Finding the minimizer of the variational problem $J[y]= \int_{0}^{2} \left( 1-y'^2 \right)^2dx $ with $y(0)=0$ and $y(2)=0$.

Question

This is a question from a math contest.

Find the minimizer of $J[y]= \int_{0}^{2} \left( 1-y'^2 \right)^2dx$ with the conditions: $y(0)=0$ and $y(2)=0$.

Now as $F$ is $\geq 0$, so to minimize we let $y'^2=1$, $i.e. y'= \pm 1 $ $\implies y= \pm x +c$

but then the initial conditions are not satisfied. So is the only minimizer is $y \equiv 0$?

Also for finding the extremal, using the Euler's condition we have:

$$ \frac{\partial F}{\partial y}- \frac{d}{dx} \left[ \frac{\partial F}{\partial y'} \right] =0 $$ $$ i.e. y''(3y'^2 -1)=0 $$ But I am unable to solve the differential equation.

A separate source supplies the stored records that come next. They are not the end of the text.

PR #2704, opened 2026-06-25
feat(tonic-xds): implement OTEL metrics recorder

YutaoMa:
## Motivation

Ref: #2444 

gRFC A78 defines the XdsClient OpenTelemetry metrics, and #2669 added the framework-agnostic `MetricsRecorder` extension point in `xds-client` — but shipped no bundled backend. Every consumer therefore had to implement the
 trait by hand just to get the metrics into OpenTelemetry. This PR provides that backend and exposes it through `tonic-xds`.

## Solution

Now an `OtelMetricsRecorder` is bundled when `otel` feature flag is enabled. User can provide their own OTEL meter and the five A78 XdsClient metrics (`connected`, `server_failure`, `resource_update_valid/invalid`, `resources`) are emitted through that meter. This PR marks the completion of metrics support in `tonic-xds` based on the currently supported xDS features.

## Out of Scope

A few gaps exist as compared to A78, all because of other unsupported gRFCs:

1. `nached_but_cached` and `cache_state` are not emitted, pending A88 data-error caching.
2.`grpc.xds.authority` uses `#old` sentinel for now as xDS Federation is not yet supported.


xds-client/Cargo.toml
```diff
@@ -26,6 +26,9 @@ http = { version = "1", optional = true }
 envoy-types = { version = "0.7", optional = true }
 prost = { version = "0.14", optional = true }
 
+# Optional dependency for the bundled OpenTelemetry metrics recorder
+opentelemetry = { version = "0.32", optional = true, default-features = false, features = ["metrics"] }
```
ankurmittal: are we going to have direct dep on otel version? if google planning the same?

xds-client-opentelemetry/src/lib.rs
```diff
@@ -0,0 +1,234 @@
...
+    fn record_gauge_i64(&self, instrument: &'static Instrument, value: i64, attrs: &[KeyValue]) {
+        if let Some(CachedInstrument::Gauge(g)) = self.get(instrument) {
+            g.record(value, &to_otel_attrs(attrs));
+        }
+    }
+}
+
+/// Convert the crate's attribute slice into OpenTelemetry key/value pairs.
+fn to_otel_attrs(attrs: &[KeyValue]) -> Vec<opentelemetry::KeyValue> {
+    attrs.iter().map(to_otel_key_value).collect()
```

Any help is highly appreciated.

Answer 1

$\delta{J}[y]= \delta\int_{0}^{2} \left( 1-y'^2 \right)^2dx=-2\int_{0}^{2} \left( 1-y'^2 \right)y'(\delta{y})'dx=2\int_{0}^{2} \frac{d}{dx}\Bigl(\left( 1-y'^2 \right)y'\Bigr)\delta{y}\,dx$

As $\delta{y}$ is arbitrary $\Rightarrow$ $\frac{d}{dx}\Bigl(\left( 1-y'^2 \right)y'\Bigr)=0$, or $\left( 1-y'^2 \right)y'=C=const$

We got a cubic equation for $y'$ which can be resolved. All three roots are constants, so we get $y'=C_{1,2,3} = const$ and $y=C_{1,2,3}x+b\,$ ($b\,$ is another constant).

Due to the requirement $y(0)=y(2)=0$ $\,\Rightarrow$ $\,y\equiv0$ at $x\in[0,2]$

Answer 2

Perhaps they allow for continuous and piece-wise differentiable maps? Then $y(x)=x$, $x\in[0,1]$ and $y(x)=2-x$, $x\in [1,2]$, seems a good candidate. Since you may approximate this arbitrarily well by a $C^1$ function the inf of the functional is zero but is not achieved on $C^1$ functions.